There are not many datasets on Classification and segmentation of Breast cancer form histopathology images. We will be using BRACS for the segmentation of different tumors cells type and BreakHis for classification of tumor into different cancer type. BRACS consists of Whole-slide images stored in the .svs file format, as multi-resolution pyramid structures. Images are annotated with seven different tumors classes i-e Normal (N), Pathological Benign (PB), Usual Ductal Hyperplasia (UDH), Flat Epithelial Atypia (FEA) and Atypical Ductal Hyperplasia (ADH), Ductal Carcinoma in Situ (DCIS) and Invasive Carcinoma (IC) lesion.
BreakHis dataset will be used for classification purpose. BreakHis consists of histopathology slides of 82 patients at 100x, 200x, 300x and 400x magnification levels. The slides are divided into two main groups i-e benign tumors and malignant tumors. Both of these are further divided into four groups. Benign is divided into adenosis, fibroadenoma, phyllodes, tubular_adenoma. Similarly, malignant tumor is divided into ductual carcinoma, lobular carcinoma mucinous carcinoma, papillary carcinoma.

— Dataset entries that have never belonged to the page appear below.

PR #551, opened 2021-09-16
Functions to account for more `mne` features

zen-juen:
- [x] Account for `first_samp` attribute in mne channels
`mne` raw objects have an attribute called `first_samp` corresponding to the time lapsed after the system start and before the start of the recording, and so the first event's sample number is always > 0. This is taken into account for in mne functions but not in neurokit yet 

See http://predictablynoisy.com/mne-python/generated/mne.io.RawArray.html

- [x] `epochs_plot()` to work with mne objects

### DIFF
--- a/NEWS.rst
+++ b/NEWS.rst
@@ -16,6 +16,11 @@ New Features
 
 * Updates logic to find `kmax` in `fractal_higuchi()`
 * Add RSP_Amplitude_Baseline in event-related analysis
+* Add argument `add_firstsamples` in `mne_channel_extract()` to account for first sample attribute in mne raw objects
+* Allow plotting of `mne.Epochs` in `epochs_plot()`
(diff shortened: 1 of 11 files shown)


DominiqueMakowski:
@zen-juen could you add a `show=False` argument to eeg_badchannels taht would plot all the channels overlayed together in like thin dark grey and the channels detected as "bad" as red on top of them

zen-juen:
> @zen-juen could you add a `show=False` argument to eeg_badchannels taht would plot all the channels overlayed together in like thin dark grey and the channels detected as "bad" as red on top of them

Figure_1

Currently looks like this

DominiqueMakowski:
Noice

zen-juen:
If several bad channels

Figure_1

PR #567, opened 2021-10-30
Complexity hotfixes

DominiqueMakowski:


DominiqueMakowski:
```python
import neurokit2 as nk

signal = nk.signal_simulate(duration=2, sampling_rate=200, frequency=[5, 6], noise=0.5)

mplzc, info = nk.complexity_lempelziv(signal, delay=7, dimension=3, multiscale=True, show=True)
```

MPLZC fails as soon as delay get more than like 1 or 2 🤔

zen-juen:
> ```python
> import neurokit2 as nk
> 
> signal = nk.signal_simulate(duration=2, sampling_rate=200, frequency=[5, 6], noise=0.5)
> 
> mplzc, info = nk.complexity_lempelziv(signal, delay=7, dimension=3, multiscale=True, show=True)
> ```
> 
> MPLZC fails as soon as delay get more than like 1 or 2 🤔

That's because for the final scale factor, the length of the coarse-grained signal (which depends on dimension and the scale factors we use) cannot be shorter than 2 times the delay (so for the above example the final coarsegrained signal has a length of 12 data samples and embedding delay of lower than 12 / 2 = 6 is needed and hence `delay=7` raises the embedding error).

On a related note, I found the reviewers report to the original MPLZC paper [here](https://www.mdpi.com/1099-4300/23/7/832/review_report). This is the author's response to the reviewers' comments regarding how the role of tau is unclear in the paper:
> The unity delay (τ=1) is used to calculate the PLZC of the coarse-grained time series for all scales. There are several methods for determining the optimal time delay, for a single channel. Future developments should test time delay selection for different scales, but these are not yet available.

DominiqueMakowski:
should we use always delay=1 when coarsegraining?

zen-juen:
Yes perhaps we should emphasize in our docstrings to use `delay=1` when `multiscale=True` for now

DominiqueMakowski:
for the other multiscale measures it just hardcodes delay=1 when doing the coarsegraining (overwriting in the process any other value) we should probably just do the same right?

zen-juen:
ah yes you're right let's hardcode it then!

docs/readme/README_examples.py
```diff
@@ -5,6 +5,7 @@
 import matplotlib.pyplot as plt
 import matplotlib.cm
 import neurokit2 as nk
+import PyEMD
```
DominiqueMakowski, line 8: what's dis

zen-juen: `signal_decompose` in readme need dis

zen-juen: wait how come last time readme works without importing this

We will convert the BRACS classification dataset into a semantic segmentation dataset by annotating the images with segmentation masks. The BRACS dataset that we are going to use to train our segmentation model has annotations in .qpdata format, which can only be viewed in Qupath [29]. QuPath is an open-source software specifically designed for the analysis of whole slide images (WSI) in digital pathology. To convert .qpdata to binary masks, the whole slide image will be loaded into Qupath along with annotations. We will then run a script to export annotations (.qpdata) as binary masks (.png). Attenuation masks will be applied to WSI images to modify the contrast of certain regions without affecting the overall structure and integrity of the image. We will depict normal tissue areas in green and tumor tissue areas in red. These masks will then be blended with the original images using a weighted combination. This adjustment will help our segmentation model to analyze and interpret the images accurately.

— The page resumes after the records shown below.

PR #569, opened 2021-11-04
Fix matrix B created too short

pjercic:
# Description

This PR aims at adding this fix where the data matrix B for creating the sparse matrix D_2 was created too short (N-2) and it didn't reach the two last columns in the sparse matrix upon creation.

# Proposed Changes

I changed the `_signal_detrend_tarvainen2002(signal, regularization=500)` function so that I extended the matrix B to fix the mentioned issue.

# Checklist

### DIFF
--- a/neurokit2/signal/signal_detrend.py
+++ b/neurokit2/signal/signal_detrend.py
@@ -134,7 +134,7 @@ def _signal_detrend_tarvainen2002(signal, regularization=500):
     """
     N = len(signal)
     identity = np.eye(N)
-    B = np.dot(np.ones((N - 2, 1)), np.array([[1, -2, 1]]))
+    B = np.dot(np.ones((N, 1)), np.array([[1, -2, 1]]))
     D_2 = scipy.sparse.dia_matrix((B.T, [0, 1, 2]), shape=(N - 2, N))  # pylint: disable=E1101
     inv = np.linalg.inv(identity + regularization ** 2 * D_2.T @ D_2)
     z_stat = ((identity - inv)) @ signal


DominiqueMakowski:
Hi @pjercic thanks for this PR. 

I am not sure about that fix since this is an existing algorithm which is implemented in a similar way elsewhere; e.g.:

- https://github.com/rhenanbartels/hrv/blob/190c923250884b1f5632e38658bd8df7d9d5352e/hrv/detrend.py#L115
- https://github.com/LucaCerina/HRV-detrend/blob/master/detrendFast.m#L32

I don't remember the original paper, but if you could check that source that'd be great, so that we know whether it is the implementations that are possibly wrong, or perhaps the original algo is bug-prone too.

In what context did you obtain an error?

JanCBrammer:
The algorithm seems to be published here: https://sci-hub.st/10.1109/10.979357

Tarvainen, M. P., Ranta-aho, P. O., & Karjalainen, P. A. (2002). An advanced detrending method with application to HRV analysis. IEEE Transactions on Biomedical Engineering, 49(2), 172–175. doi:10.1109/10.979357

DominiqueMakowski:
Thanks @JanCBrammer, so we shouldn't touch it in your opinion?

JanCBrammer:
I think that depends on whether or not the original reference is correct. @pjercic, the bug might as well originate there?

pjercic:
I hit an error using your code to do smooth priors de-trending, and pinpointed it to the issue of the generator data for creating matrix being too short.
Therefore I fixed it and it also fixed the output problem specified here.

I am not sure where the error ended up in your pipeline with calling library errors, but the real failed case is of course, and assert values, since the output of this specific de-trend was not correct.
FAILED tests/tests_signal.py::test_signal_detrend - assert False

DominiqueMakowski:
Pinging @rhenanbartels for his opinion about that `-2` since we currently share the same implementation :)

pjercic:
There have been further developments where another person suggested a further improvement.
I need to test on my side, but it is a sound proposal, check it out.

https://stackoverflow.com/questions/69810723/issues-with-signal-detending-using-smoothness-priors-on-the-last-detended-elemen/74365247#74365247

For identifying and delineating regions of interest we will employ the U-Net and Res-Net architectures. The annotated images will be fed into these networks. U-Net's encoder-decoder structure ensures accurate localization of cancerous lesions while Res-Net will with its residual learning framework, is best at capturing detailed boundaries of abnormal tissue regions. We will combine these two architectures to utilize the efficiency of both U-Net and Res-Net. We will integrate ResNet as an encoder part of the U-Nets architecture. Together these two will result in an enhanced segmentation process.
After segmentation, the results will be passed to the classifier, which will perform binary classification of the tumor as either benign or malignant. Following this, a four-class classification of benign and malignant tumors will be conducted using a DenseNet model. We will fine-tune DenseNet on the BRACS dataset to achieve more accurate classification results.